# Gottlieb resigns from FDA



## Hooked (10/3/19)

FDA Commissioner Scott Gottlieb resigned yesterday after less than two years on the job, and will leave office next month. In January, Gottlieb denied that he was quitting the job, telling his Twitter followers, “I want to be very clear – I’m not leaving. We’ve got a lot important policy we’ll advance this year. I look forward to sharing my 2019 strategic roadmap soon.”

Gottlieb is well known to vapers, both for postponing the 2018 deadline for FDA marketing approval — which saved the industry from certain death — and later for legitimizing the coordinated attacks on JUUL that have led to a nationwide moral panic over teenage vaping.

Gottlieb announced in July 2017 that the FDA would launch an initiative that would reduce the nicotine in cigarettes below addictive levels, and at the same time encourage smokers to switch to e-cigarettes and other safer nicotine products. For the first time, Americans heard an FDA commissioner admit that vapor products could have a public health benefit.

Rumors are swirling in D.C. over the resignation, including one story that Gottlieb was forced out of office after conservative groups pressured the White House to reject his proposed ban on flavored vaping products in convenience stores. He has also recently been pilloried on the floor of the Senate by North Carolina Republican Richard Burr, a longtime tobacco industry ally, who objected to Gottlieb’s proposal to ban menthol cigarettes.

But Gottlieb denied the rumors and instead cited personal reasons. 

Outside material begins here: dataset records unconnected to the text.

PR #467, opened 2021-07-02
HEEDLS-468 Increase spacing on admin table and add screen reader

AlexJacksonDS:
Increased the spacing between the table and the no activity text on the admin table. Also added aria-current to the highlighted row (which I think is the right attribute?)

image

### DIFF
--- a/DigitalLearningSolutions.Web/Views/TrackingSystem/Centre/Ranking/Index.cshtml
+++ b/DigitalLearningSolutions.Web/Views/TrackingSystem/Centre/Ranking/Index.cshtml
@@ -35,7 +35,7 @@
     }
 
     @if (Model.CentreHasNoActivity) {
-      <p class="current-centre nhsuk-body-l nhsuk-u-padding-left-2">Your centre overall rank: no activity</p>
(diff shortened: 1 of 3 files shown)


DanBloxham-sw (approved):
Looks good to me. I agree that aria-current should be used here. We've used it on the side nav menus and the home pages, so it should be good.

DigitalLearningSolutions.Web/Views/TrackingSystem/Centre/Ranking/Index.cshtml
```diff
@@ -35,7 +35,7 @@
     }
 
     @if (Model.CentreHasNoActivity) {
-      <p class="current-centre nhsuk-body-l nhsuk-u-padding-left-2">Your centre overall rank: no activity</p>
+      <p class="current-centre nhsuk-body-l nhsuk-u-padding-left-2" aria-current="true">Your centre overall rank: no activity</p>
```
stellake, line 38: This looks good - do you think we could add a little bit of padding to the "Your centre overall rank: no activity" bit - maybe similar top/bottom padding as the table cells?

AlexJacksonDS:
image

stellake (approved):
Looks great!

He told the Times he will remain in office long enough to advance his c-store flavor ban, and other tobacco regulatory initiatives that are in the pipeline. That could include e-liquid flavor regulations, which the FDA has been considering for about seven months. Prohibition of most flavors could kill the independent vaping industry."

https://vaping360.com/vape-news/774...m-fda-the-future-of-vaping-remains-uncertain/

Reactions: Like 3 | Informative 2


----------



## RichJB (15/3/19)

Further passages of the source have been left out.